Directions:
The answer must be every line of the records in which the string "behave" appears.

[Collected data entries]
*** Block opens ***

PR #3627, opened 2025-11-01
Fix no palette 8 bit surface gfxdraw segfault

### LINKED ISSUE #586: SDL2: gfxdraw.aa* functions segfault with 8-bit surfaces (849)

ankith26:
Fixes #586

Yes, gfxdraw is scheduled for eventual removal and is generally unmaintained, but we should still not segfault.

### DIFF
--- a/src_c/SDL_gfx/SDL_gfxPrimitives.c
+++ b/src_c/SDL_gfx/SDL_gfxPrimitives.c
@@ -293,17 +293,13 @@ _putPixelAlpha(SDL_Surface *dst, Sint16 x, Sint16 y, Uint32 color, Uint8 alpha)
                     *((Uint8 *)dst->pixels + y * dst->pitch + x) = color;
                 }
                 else {
+                    /* Patched on pygame-ce end to fix segfault when no palette
+                     */
                     Uint8 *pixel = (Uint8 *)dst->pixels + y * dst->pitch + x;
-                    SDL_Palette *palette = format->palette;
-                    SDL_Color *colors = palette->colors;
-                    SDL_Color dColor = colors[*pixel];
-                    SDL_Color sColor = colors[color];
-                    Uint8 dR = dColor.r;
-                    Uint8 dG = dColor.g;
-                    Uint8 dB = dColor.b;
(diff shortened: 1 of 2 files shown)


Starbuck5:
I was unaware that it was possible to create 8 bit surfaces without palettes in pygame-ce running on SDL2. I think a lot of our code assumes 8 bit == palette, probably more changes needed this for SDL3 support given they don't have palettes on their surfaces by default.


Verified with test script, compared with and without palette.
```py
import pygame
import pygame.gfxdraw


pygame.init()


screen = pygame.display.set_mode((512, 512))
clock = pygame.time.Clock()
running = True

WEIRD = True

if WEIRD:
    s = pygame.Surface(size=(512, 512), flags=0, depth=8, masks=(0xE0, 0x1C, 0x3, 0x0))
else:
    s = pygame.Surface(size=(512, 512), depth=8)


pygame.gfxdraw.aacircle(
    s,
    256,
    50,
    64,
    pygame.Color("red"),
)

pygame.gfxdraw.box(s, [50, 50, 300, 100], (255, 0, 0, 150))


while running:
        if event.type == pygame.QUIT:
            running = False

    screen.fill("purple")
    screen.blit(s)

    pygame.display.flip()

    clock.tick(60)

pygame.quit()
```

Starbuck5 (approved):

PR #3629, opened 2025-11-02
Document VIDEORESIZE different OS behavior

### LINKED ISSUE #3448: VIDEORESIZE Event Differs Between Linux and Windows
I found an inconsistency between Windows and Linux.

On Linux, the resize event is called every frame during the resize but on Windows it's only called once, upon releasing the drag. This creates issues if you have code inside the if event block that should run only once.

For example, if you use set_mode to re-create the display, the window will keep re-opening forever.

If there is no fix to this inconsistency, it would be nice to have it as a note in the display docs. Right now it says:  `pygame.VIDEORESIZE events will be sent when the user adjusts the window dimensions` but this is only correct for Windows.
(possible related [issue](https://github.com/pygame-community/pygame-ce/issues/1071))

UPDATE: The same applies to WINDOWRESIZED

https://github.com/user-attachments/assets/2e7de6c0-3ae6-4e85-a84c-a2150d5886aa

https://github.com/user-attachments/assets/65c4d604-05d1-49b9-b68e-c9d56b80211c

Starbuck5:
Fixes #3448 for @AntonisDevStuff

### DIFF
--- a/buildconfig/stubs/pygame/display.pyi
+++ b/buildconfig/stubs/pygame/display.pyi
@@ -34,11 +34,12 @@ automatically switch to operate on the new display.
 When the display mode is set, several events are placed on the pygame event
 queue. ``pygame.QUIT`` is sent when the user has requested the program to
 shut down. The window will receive ``pygame.ACTIVEEVENT`` events as the display
-gains and loses input focus. If the display is set with the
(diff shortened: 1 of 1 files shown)


ankith26 (approved):
LGTM, good docs enhancement 👍

PR #3633, opened 2025-11-02
Fix segfault and stub problem with camera module

### LINKED ISSUE #3022: Segfault and other problems when initializing a camera without opencv
**Environment:**

```
pygame-ce 2.5.1.dev1 (SDL 2.30.5, Python 3.12.0)
Processor:              AMD64 Family 23 Model 104 Stepping 1, AuthenticAMD      SSE2: Yes       AVX2: Yes       NEON: No

Python:                 CPython 3.12.0 (tags/v3.12.0:0fb18b0, Oct  2 2023, 13:03:39) [MSC v.1935 64 bit (AMD64)]
pygame version:         2.5.1.dev1
SDL versions:           Linked: 2.30.5  Compiled: 2.30.5

Display Driver:         windows
```

**Current behavior:**

Imagining you don't have ``opencv-python`` installed, and you don't force ``OpenCV`` backend with environment variables , you get a segfault when initialising a camera object.

**Expected behavior:**

No segfault, and a descriptive message of what is actually hapenning.

**Test code**
```py
import pygame
import os
import pygame.camera
# os.environ["PYGAME_CAMERA"] = "opencv"

screen = pygame.display.set_mode([512, 512])

pygame.print_debug_info()
pygame.camera.init()

print(pygame.camera.list_cameras())

camera = pygame.camera.Camera(0)
camera.start()

version = True

while True:
        if event.type == pygame.QUIT:
            pygame.quit()
            exit()

    screen.blit(camera.get_image())
    pygame.display.flip()
```

**Other things to mention :**

- It would be interesting to tell in the wiki for compilation from source for Windows, how to get access to ``pygame.camera``, by explaining how to compile with MSVC.
- ``pygame.camera.list_cameras()`` is broken, sometimes it returns you a list of string (when I don't force opencv backend), sometimes a list of one integer (when I force opencv backend) and ultimately a ``None`` value.
- When I don't force ``opencv`` backend, I get this error which is not logical :
```py
  File "\\wsl.localhost\Ubuntu-24.04\home\rakoon\pygame-ce\a.py", line 13, in <module>
    camera = pygame.camera.Camera()
             ^^^^^^^^^^^^^^^^^^^^^^
TypeError: function takes at least 1 argument (0 given)
```

Starbuck5:
Fixes #3022 

Stubs: 
- list_cameras might return the list [0], so it could be a list of int. 
- remove the default value from the Camera.init device parameter. It's not present in the _camera backends.

Segfault:
- 4 years ago I forgot to error check the function :(

### DIFF
--- a/src_c/_camera.c
+++ b/src_c/_camera.c
@@ -1886,6 +1886,9 @@ camera_init(pgCameraObject *self, PyObject *arg, PyObject *kwargs)
 
     /* needs to be freed with PyMem_Free later */
     dev_name = PyUnicode_AsWideCharString(name_obj, NULL);
+    if (dev_name == NULL) {
+        return -1;
+    }
 
     p = windows_device_from_name(dev_name);
 


buildconfig/stubs/pygame/camera.pyi
```diff
@@ -7,7 +7,7 @@ from pygame.typing import IntPoint
 def get_backends() -> list[str]: ...
 def init(backend: str | None = None) -> None: ...
 def quit() -> None: ...
-def list_cameras() -> list[str]: ...
+def list_cameras() -> list[str | int]: ...
```
ankith26: I wonder if `list[str] | list[int]` is better here? unless `str` and `int` are allowed to mix, which I don't think is the case?

Starbuck5: You're right that it would be more accurate, force pushed.

ankith26 (approved):
LGTM, thanks!

I trust that you have tested the windows segfault fix, as I didn't verify it.

ankith26:
Some general notes that are related to this PR but could/should be future PRs?
- I think having a default camera makes sense. if no arguments are passed maybe all implementations must just pick `list_cameras()[0]`, only erroring if it's empty.
- Should this be somehow unit-tested for? `camera` doesn't have any tests at all. I get that it is something that's hard to test, but even some light testing for API consistency is better than having no tests.

Starbuck5:
SDL has default audio devices, those make sense. Even though a computer could lack speakers/microphones. So I guesssss that would make sense.

We'll take a fresh look at the whole thing with SDL3's camera API. Same with testing.

But those are future things.

Starbuck5:
Yes, I did test it with my webcam.

PR #3637, opened 2025-11-05
Add Event Watchers and Filters

SuperRedingBros:
Adds `pygame.event.add_event_watcher`, `pygame.event.remove_event_watcher`, `pygame.event.add_event_filter`, and `pygame.event.remove_event_filter` as loose wrappers around the corresponding SDL functions as a potential new way to handle events.

This has two primary rationales.
Firstly, to allow using an event handler paradigm if desired while having no impact on the standard event loop structure.
As this PR does nothing without explicitly opting into it opens up more options while not having any impact on other methods of handling events.

Secondarily, event watchers can be used as an effective solution for the quirk of the Windows version of SDL of the main thread freezing while the OS is sending resize or window movement events. This allows for more advanced users who may be impacted by the issue to resolve it without having to mess with the windows APIs directly. An example of the issue from upstream pygame can be found [here](https://github.com/pygame/pygame/issues/4407). 

A simple example that will print out all events that are added to the queue could be done like this:
```python
@pygame.event.add_event_watcher
def event_logger(ev):
     print(ev)
```

and an example of a filter that will block only left click events:
```python
@pygame.event.add_event_filter
def left_click_filter(ev):
     if ev.type == pygame.MOUSEBUTTONDOWN and ev.button == BUTTON_LEFT:
         return True # Returns true to filter out the event
     return False
```

I have also created a more complex demo implementation showcasing the event watchers as well as demonstrating both the windows issue and an example solution for the issue [here](https://github.com/user-attachments/files/23347341/EventWatcherDemo.py).


SuperRedingBros:
> * Ideally it would have been better if you opened a new issue to discuss the API before implementing it.

Fair enough, I'll try to keep that in mind for the future. Should I make a new issue to discuss this there?
> * SDL3, which is what we are porting pygame-ce to, has the new [main callbacks](https://wiki.libsdl.org/SDL3/README-main-functions) API. Ideally, any new API we add must follow SDL3 style/behaviour even if implemented in the current SDL2 codebase.

I do remember reading that somewhere, would you suggest making the event watchers behave more like SDL_AppEvent?
> * For this PR, I am not opposed to adding event callbacks but I believe there should be only one thing added, and that should be equivalent to SDL3's `SDL_AppEvent`. Adding both watchers and filters is exposing too much details to the users and is potentially more confusing IMHO.

Also pretty fair, I mostly just added the filters because I considered them an adjacent feature that I figured I would add while I was adding the event watchers. If you think that they are making things more confusing I have no problem with removing them.

ankith26:
> would you suggest making the event watchers behave more like SDL_AppEvent?

yes that is what I would personally prefer.

> Should I make a new issue to discuss this there?

That would be appreciated, I would also like to hear other contributors opinions on this API.

aatle:
A registerable callback like `app_event` would be nice, avoiding some boilerplate.
These are pretty large changes though, as it alters the main game loop that usually gives users all of the control; maybe it should be added alongside other large API changes (such as the rest of the main callbacks API).

Also see another large event API change proposal, #2759.

SuperRedingBros:
> These are pretty large changes though, as it alters the main game loop that usually gives users all of the control; maybe it should be added alongside other large API changes (such as the rest of the main callbacks API).

That's actually why I implemented it the way I did, it allows for the normal event loop to be used as-is, while offering an alternative completely optionally. My goal for this particular bit of API was to add the functionality without having any impact on anything else.

> Also see another large event API change proposal, #2759.

That's actually pretty cool, maybe the function's signature could support specifying event types to target? 
i.e.
```python
@pygame.add_event_watcher(KeydownEvent)
def keydownListener(event: KeydownEvent):
      ... # use the event somehow
```

SuperRedingBros:
For the time being, I think that a simple general-purpose interface to the underlying SDL function is best. 
Then a higher-level interface written in python that implements more of the suggestions could potentially be provided as a separate module or in later PR.
A possible implementation of this module could be [this gist](https://gist.github.com/SuperRedingBros/7cd452529841d6a5d6ba80d16de8983d)

PR #3640, opened 2025-11-09
docs: `math.Vector2|3` zero vector normalisation raises ValueError

elliot-100:
This PR documents that `ValueError` is raised when attempting to normalize a zero vector with `Vector2|3.normalize()`, `Vector2|3.normalize_ip()`.

Wording is copied from existing text for `Vector2|3.scale_to_length()`.


oddbookworm (approved):
LGTM! Thanks for the update! We've had a few complaints about this over the past couple of years that I can remember, but I never noticed that it's not documented, so I'm in favor of this docs addition. 🎉

PR #3641, opened 2025-11-09
Add more system info

AntonisPylos:
This PR adds **get_cpu_cores** and **get_platform** functions to the system module, providing basic system information to reduce the need for external libraries.


Starbuck5:
I agree with Ankith.

AntonisPylos:
I think wrapping GetCPUCount and GetPlatform could be a good addition to the system module, since they both provide similar functionality to the other system functions. I trust your judgment, so I’ll close this PR.

PR #3647, opened 2025-11-20
Remove unavailable and deprecated name_forindex function from documentation

BatteRaquette581:
`name_forindex(index)` is deprecated, but now unavailable in `pygame._sdl2.controller` (it now resides in `pygame._sdl2.controller_old`), and it seems like it should not be used.


oddbookworm:
I would like to get @zoldalma999 to chime in here. Is a better alternative adding this function into the new controller module?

*** Block closes ***

Answer box:
I do remember reading that somewhere, would you suggest making the event watchers behave more like SDL_AppEvent?
> would you suggest making the event watchers behave more like SDL_AppEvent?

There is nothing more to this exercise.